E-commerce Sales (7% of Net Sales):
Shipping merchandise through Costco's depots, logistics operations for big and bulky items, as well as through drop-ship and other delivery arrangements with suppliers.
Industry Overview:
Global retail sales was estimated to be $25.8 trillion in 2022 and is set to grow to $32 trillion in 2026 representing a CAGR of 5.53%. Traditional industry growth drivers include economic growth, franchising, and the availability of retail finance options. Post COVID-19, technology became the main driver, where e-commerce enables faster adaptation to market demand and cost reduction through streamlining supply-chain distribution.
Rising Costs
Retail inventories remain elevated, up 17% in the 12 month period between October 2021 to October 2022. High inventory supports warehouse pricing as there is less available space thereby increasing costs. There is also a mark-up of products by suppliers leading to higher input costs for retailers. Additionally, advertising expenditure is expected to increase at a CAGR of 11.4% over the next five years.
Investment Thesis:
Ability to retain superior market share and solidify its customer base
Costco’s membership model gives a high-margin and recurring source of revenue while also driving customer stickiness with worldwide renewal rate over 90%. Costco has generated strong revenue growth consistently with revenue increasing at a CAGR of 12.52% from 2018 to 2022 even through the pandemic.
Due to its size and purchasing concentration, Costco’s bargaining position is unparalleled.
Costco uses its bargain power to extract lower prices and demand higher quality from its suppliers and these work because what the suppliers lose on margin, they’ll regain in volume.
This translates to lower prices for members and helps to drive more memberships, thereby increasing sales for Costco and more leverage over suppliers.
Costco carries 4000 SKUs per store on average which gives it an advantage in terms of supply chain efficiency. This reduces complications which large retailers face and translates to better cost management.
Margins
Outward Expansion into the Global Market
Costco is poised to keep its long-term expansion going. Costco is set to open 23 new warehouses in 2023, 10 outside of the U.S. There will also be 6 stores in China by end 2023, which management sees as a meaningful international growth driver. Management also sees new warehouses in the 65/35 ratio US and Canada to international, moving to 50/50 over time. Growth in international warehouses being higher than the US and Canada.

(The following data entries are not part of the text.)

Issue #1907, opened 2016-05-12
Stroke color for font


controversial:
Is there a way in `ImageDraw` or `ImageFont` to draw text with a border color? If not, there probably should be. [It can be faked](http://stackoverflow.com/a/8050556/4414003) but it'd be nice if this functionality was built-in.

radarhere:
The only solutions that I'm aware of are the workaround already suggested, or finding a font file that has a shadow built in.

HinTak:
https://github.com/rougier/freetype-py have 4 examples on this.

radarhere:
Closing as a duplicate of #2209. I know this issue was first, but that one has more detail.

radarhere:
I've created PR #3978 to resolve this.

PR #2224, opened 2016-11-15
Add a feature to ImageDraw.text() to stroke text

### LINKED ISSUE #2209: ImageFont/ImageDraw should support text stroking
Hey,

Something that I find myself doing quite often when drawing text to an image is to stroke the text with a high-contrast outline.
I find this helps improve readability over cluttered backgrounds.

Neither pillow.ImageDraw nor pillow.ImageFont currently includes a function while allows ImageDraw to draw stroked text with a specific color outline.

It'd be pretty cool if ImageDraw.text() would include two additional method parameters.

- One to indicate the size of the outline in pixels
- One to indicate the colour of the outline (similar to the current fill parameter)

For example:

``draw.text((10, 10), "hello", font=font, outline=BLACK, outline_size=2)``

Irishsmurf:
Fixes #2209 and #1907 

 * Adds an `outline` argument to ImageDraw.text() & ImageDraw.multiline_text()
 * Outline variable (Default, None) will take a colour, and stroke a 1px border around the text

This change adds an additional method argument to the draw() method
which draws the text in black, before drawing it in the color selected
in the fill parameter.

`ImageDraw.text((5, 5), caption, BLACK, outline='White', font=FONT)`

Alternatively - I can do this is to break out ImageDraw.text and ImageDraw.stroke_text().
Feedback welcome.


PIL/ImageDraw.py
```diff
@@ -237,10 +236,17 @@ def text(self, xy, text, fill=None, font=None, anchor=None,
...
+                for offset in range(0, 2):
+                    tmp_xy = list(xy)
+                    for difference in [-1, 1]:
+                        tmp_xy[offset] = xy[offset] + difference
+                        self.draw.draw_bitmap(tmp_xy, mask, color)
             self.draw.draw_bitmap(xy, mask, ink)
 
     def multiline_text(self, xy, text, fill=None, font=None, anchor=None,
-                       spacing=4, align="left"):
+                       outline=None, spacing=4, align="left"):
```
hugovk: Put `outline` at the end, because changing the order of parameters can break existing user code.

Tests/test_imagefont.py
```diff
@@ -164,7 +175,7 @@ def test_render_multiline_text(self):
             # to multiline_text()
             draw.text((0, 0), TEST_TEXT, fill=None, font=ttf, anchor=None,
                       spacing=4, align="left")
-            draw.text((0, 0), TEST_TEXT, None, ttf, None, 4, "left")
+            draw.text((0, 0), TEST_TEXT, None, ttf, None, None, 4, "left")
```
hugovk: This is an example of existing user code that is broken by changing the order of parameters. This change shouldn't be necessary.

Irishsmurf: Got it.

I've gone ahead and refactored the ImageDraw.text() method signature to no longer take in **kwargs which I believe will allow for greater flexibility in future.

Other than passing the Align and Spacing args to multiline_text, I don't believe it's using anything else (Atleast it's not documented)
Moved to explicitly declaring the keyword arguments

PIL/ImageDraw.py
Irishsmurf: Done.

PIL/ImageDraw.py
```diff
@@ -217,13 +217,13 @@ def _multiline_split(self, text):
...
-             *args, **kwargs):
+    def text(self, xy, text, fill=None, font=None, anchor=None, spacing=4, 
+             align="left", outline=None):
         if self._multiline_check(text):
             return self.multiline_text(xy, text, fill, font, anchor,
-                                       *args, **kwargs)
-
+                                       spacing, align, outline)
         ink, fill = self._getink(fill)
+        print("Outline: %s" % outline)
```
hugovk: Remove print

Irishsmurf: Whoops.
Addressed.

radarhere:
I'm not necessarily sold either way on this question, but have you considered updating `textsize` to account for the different dimensions that would be generated?

wiredfool:
I think that this is the wrong approach. At the very least, it's not adjusting the spacing due to the wider letters and the stroke is fixed at one pixel. 
 
The right approach is going to take hooking into the freetype layer using FT_Stroker, as seen here: http://stackoverflow.com/a/28078293 .

radarhere:
I've created PR #3978 instead.

PR #2230, opened 2016-11-17
Lambdafu/tiff nframes

### LINKED ISSUE #2229: libtiff closes fp prematurely after n_frames, causing seek to fail
### What did you do?

```python
    TiffImagePlugin.READ_LIBTIFF = True
    with Image.open("/tmp/multipage.tiff") as im:
        for idx in range(im.n_frames):
                im.seek(idx)
                im.load()
```

The frames should be loaded one after another.

### What actually happened?

Loading the second (and any further) frame fails with ValueError('I/O operation on closed file',).

17d38d09050ea6a546fcb3ddfce189c2b82784fe

lambdafu:
Fixes #2229 

This includes a test for #2229 and in another commit a fix.  The fix causes the fp_leak test to fail, so that test case is adjusted accordingly (I think the Tiff plugin can only make a promise to close after close(), not after load(), but maybe we need another fix to close any fps zealously after load() for single-frame TIFFs).  The fix depends on #2194 to properly close all fps after close().

 * Don't close fp after load() when __next is None (this is what causes n_frames to close the fp
 * Now fp is not closed after load even for single-frame TIFFs.  This may be a regression.
 * Does not close even after close() without #2194.

### DIFF
--- a/PIL/TiffImagePlugin.py
+++ b/PIL/TiffImagePlugin.py
@@ -1096,10 +1096,6 @@ class TiffImageFile(ImageFile.ImageFile):
 
         self.tile = []
         self.readonly = 0
-        # libtiff closed the fp in a, we need to close self.fp, if possible
-        if hasattr(self.fp, 'close'):
-            if not self.__next:
-                self.fp.close()
         self.fp = None  # might be shared
 
         if err < 0:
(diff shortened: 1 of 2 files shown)


wiredfool:
I want to cross link this with #2032, (and https://github.com/wiredfool/Pillow/blob/open-files/docs/reference/open_files.rst)  #2047, and probably some others. 

Basically, unless we're looking at something that's clearly independent of the `Image.open` file path, I'd like to agree on what Pillow should be doing, then get it overall doing that, and then fix up the individual image plugins.

wiredfool:
Pulled test into #2330.

PR #2234, opened 2016-11-19
Updated comments to use print as a function

radarhere:
I know this doesn't have any meaningful effect, but hey, it will save a few keystrokes for any Python 3 users who decide to use these comments.


homm:
Please add `from __future__ import print_function` in all of these files

radarhere:
Commented?

homm:
No, not commented

radarhere:
Okay, added.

Strong Financials to Support Further Growth
Costco has historically maintained strong liquidity and solvency ratios
Costco is less levered vs its peers given its lower debt-to-equity ratio. In a high interest rate environment, this puts the company in a more advantageous position to take on debt when needed.
Additionally, the company’s impressive interest coverage ratios indicate a strong ability for the company to pay for outstanding debt obligations, and its strong operating income levels provide a safety net given its increasing cash balance.
Costco is also able to reward shareholders handsomely through generating substantial profits.
Costco’s improving ROA displays the company’s increasing efficiency in utilizing its assets and managing its balance sheet to constantly generate profit
Costco has maintained consistent and resilient ROE growth as compared to the increased volatility
Valuation
Current Multiple is above the historical average but given its strong growth potential. There is potential for it to remain at 35-40x PE. EPS growth of 16.7% CAGR past 3 years. Assuming same forward P/E ratio of 38 and EPS of $15.33 (assuming same earnings growth), implied share price= $582.54 (11% Upside)
*Do note that all of this is for information only and should not be taken as investment advice. If you should choose to invest in any of the stocks, you do so at your own risk.